Cost: $0.50 to $1 per unit when you bake yourself. Shortbread cookies, biscotti, and brownies are all stable enough to package ahead of time and survive the trip to the venue. At our wedding we skipped the cake entirely and asked family members to each bring their best baked good as a gift. It was actually one of the most talked-about things from the whole day. Not everyone has that option, but if you or your partner can bake, this is the favor where you spend almost nothing and guests are genuinely delighted. Wrap in cellophane, tie with a ribbon, add a simple tag. Done.

The one rule: make them at least two days before the wedding, not the night before. You will be too tired and stressed. Give yourself the buffer.

12. Candles in Bulk Tins

A table topped with lots of candles next to pineapples

Cost: $1.50 to $3 per candle DIY. Soy wax, fragrance oil, wicks, and bulk tins from CandleScience or Amazon. You can make 50 candles in an afternoon if you have a helper and a good thermometer. The fragrance is where you personalize it, which is actually a really meaningful detail. Use a scent from somewhere significant to you both. Guests use candles. Candles don’t end up in a drawer the same way a keychain does. This is a legitimate DIY project that pays off.

The one rule: do a test batch four to six weeks before the wedding, not two. Wax can be finicky and you want time to adjust.


Elegant Wedding Favors If Budget Allows

13. Limoncello or Specialty Liqueur Mini Bottles

Bottles of drink and cookies decorated with blue ribbons.

Cost: $4 to $7 per bottle. Mini bottles of limoncello, amaretto, or a locally made spirit feel like a real gift. This is especially true at a dinner reception where guests are already in that warm, relaxed headspace. Source from a local distillery if you can. Many will do custom labels for bulk orders and the price often evens out compared to mass market options. These go home. Every time.

14. Succulent Favors

green and purple flower petals

Cost: $2 to $5 per plant when you buy in bulk from a wholesale grower like The Succulent Source. Succulents look beautiful on a table, are a legitimate plant that people keep alive, and work really well for outdoor or garden themed weddings. The downside: they’re a bit awkward for guests who flew in. If most of your guests are local, this is a winner. If half are traveling with carry-on only, reconsider. Fragile things and airplanes are a bad combination.


What to Skip (And Why)

A few honest opinions after spending way too many hours in the wedding favor rabbit hole. Bubbles get left behind almost universally. Coasters with your wedding date on them end up in garage sales. Photo frame magnets, bottle openers with your monogram, and “custom” anything that’s actually just a mass-produced item with a sticker on it tend to feel exactly like what they are. Guests can tell the difference between a favor that was chosen and a favor that was obligatory.

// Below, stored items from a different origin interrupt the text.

PR #163, opened 2016-06-28
Fix trailing comma rule

Invizory:
`recommended_ruleset.js` contains the following rule:

```js
"trailing-comma": true,
```

This is actually a no-op because you should set `multiline` and `singleline` options in order to enable corresponding checks (see [trailing-comma rule doc](http://palantir.github.io/tslint/rules/trailing-comma/) and [recommended.ts](https://github.com/palantir/tslint/blob/master/src/configs/recommended.ts#L91)):

```js
"trailing-comma": [true, {"singleline": "never", "multiline": "always"}],
```

The rationale behind enforcing trailing commas for multiline statements is covered by [this article](https://medium.com/@nikgraf/why-you-should-enforce-dangling-commas-for-multiline-statements-d034c98e36f8).

Hovewer, the established code style in `tslint-microsoft-contrib` assumes that trailing commas are disallowed so I've decided to set `"multiline": "never"` in `tslint.json` as a compromise and fix one redundant trailing comma.

### DIFF
--- a/recommended_ruleset.js
+++ b/recommended_ruleset.js
@@ -128,7 +128,7 @@ module.exports = {
         "one-line": [true, "check-open-brace", "check-catch", "check-else", "check-whitespace"],
         "quotemark": [true, "single"],
         "semicolon": [true, "always"],
-        "trailing-comma": true,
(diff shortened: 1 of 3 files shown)


HamletDRC:
merged and pushed, thanks!

PR #170, opened 2016-07-06
Added option to ignore comments in function body length

nebez:


HamletDRC:
I'll try to get to this later today... but I would not recommend setting this option. The problem with long functions is scroll-blindness: having to scroll the file in order to see a single function makes the function difficult to understand. Enabling this option would mean you have scroll blindness yet the tslint rule still passes. But I am happy to merge this if it's what you really want!

nebez:
Hey @HamletDRC. I'm inclined to agree with you now that I understand the
reasoning behind it.

I mostly worked on this PR for a specific use-case of mine where my
`max-func-body-length` rule was set to a very low number but some methods
had very long function bodies due to multi-line comments that detailed the
API consumption of HTTP routes.

Example:
```javascript
class ProductsController extends Controller {
    initializeRoutes(server: Server) {
        /**
         * @swagger
         * path: /products/:id
         * operations:
         *   -  httpMethod: GET
         *      summary: View a product
         *      notes: Returns a product based on numeric ID
         *      responseClass: Product
         *      nickname: product_view
         *      parameters:
         *        - name: id
         *          description: Product ID
         *          paramType: query
         *          required: true
         *          dataType: number
         */
        server.get('/products/:id', this.read);

        // ...
        server.post('/products', this.create);

        // ...
        server.delete('/products/:id', this.delete);
    }

    read(id: number): Response {
        // ...
    }

    create(attributes: any): Response {
        // ...
    }

    delete(id: number): Response {
        // ...
    }
}
```

Like I said, it's a very specific use-case and only cares for multi-line
comments. I could modify the linter rule to look for patterns like this
(swagger docs, js docs within functions, etc) or only care for multi-line
comments. Otherwise, in this case I could rename all of my route
initialization functions to share a common name (or prefix) and use the
regex option to ignore them similar to the mocha `describe` function.

I'm not sure that this is a common issue people are facing. Feel free to
close the PR if you think having this rule would be counter-intuitive.

HamletDRC:
Ah swagger :)

I'll make the commit today, I promise.

HamletDRC:
Really nice job on the code and tests. Thanks for the high quality submission!

PR #176, opened 2016-07-11
[Issue #170] Fixed wrong usage of SyntaxKind

nebez:
I wrongly used `ts.SyntaxKind` in my last PR. This should fix that.
Apologies!


HamletDRC:
merged and pushed

PR #178, opened 2016-07-13
Maintain spacing when changing let to const

chrismbarr:
Previously this would sometimes result in more space then were there originally like `const__= 4` (where `_` is a space)

### DIFF
--- a/src/fixPreferConstFormatter.ts
+++ b/src/fixPreferConstFormatter.ts
@@ -17,7 +17,7 @@ export class Formatter extends BaseFormatter {
             const start: number = failure.getStartPosition().getPosition();
 
             let leftSide: string = fileContents.substring(0, start);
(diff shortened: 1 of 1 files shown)


HamletDRC:
can you post some example input that would cause this feailure? 

I know this might fix the issue, but I think the problem is not the regex but instead how we are calculating what to replace. This seems related to the other "letr" issue

chrismbarr:
it seems adds a space regardless of how many spaces were there before.  This change finds `let` + however many whitespace chars are there and maintains them instead of always adding a hard-coded space

I think the reason this happened was because the `leftSide` var sometimes didn't always return the code with the whitespace intact. 
Now:
`let` :arrow_right: `const`
`let_` :arrow_right: `const_`
`let__` :arrow_right: `const__`
etc.

HamletDRC:
You actually need to put the * character inside the parens for this to work.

And here’s the thing: it is completely okay to skip favors entirely. A genuinely great late-night food surprise, a stunning dessert table, or a thoughtful donation to a cause you care about will do more for your guests than a tiny tin of mints on their plate. If your budget is tight, feed them well and call it a day. That’s the favor they’ll remember.


The Honest Rule Before You Buy Anything

Ask yourself one question: would I take this home from someone else’s wedding? If the answer is any version of “ehhhh maybe,” put it down. The favors guests keep are edible, drinkable, or genuinely useful. That’s really the whole list. Everything else is a gamble.

Budget-wise, The Knot puts the average couple’s spend at around $460 total on favors and gifts. That works out to roughly $3 to $5 per guest for a 100-person wedding. You can absolutely do it for $1 to $2 per person with smart DIY choices. You can also spend $8 to $10 per person on something stunning. Both are valid. What’s not valid is spending $6 per person on something that ends up in the venue’s trash can.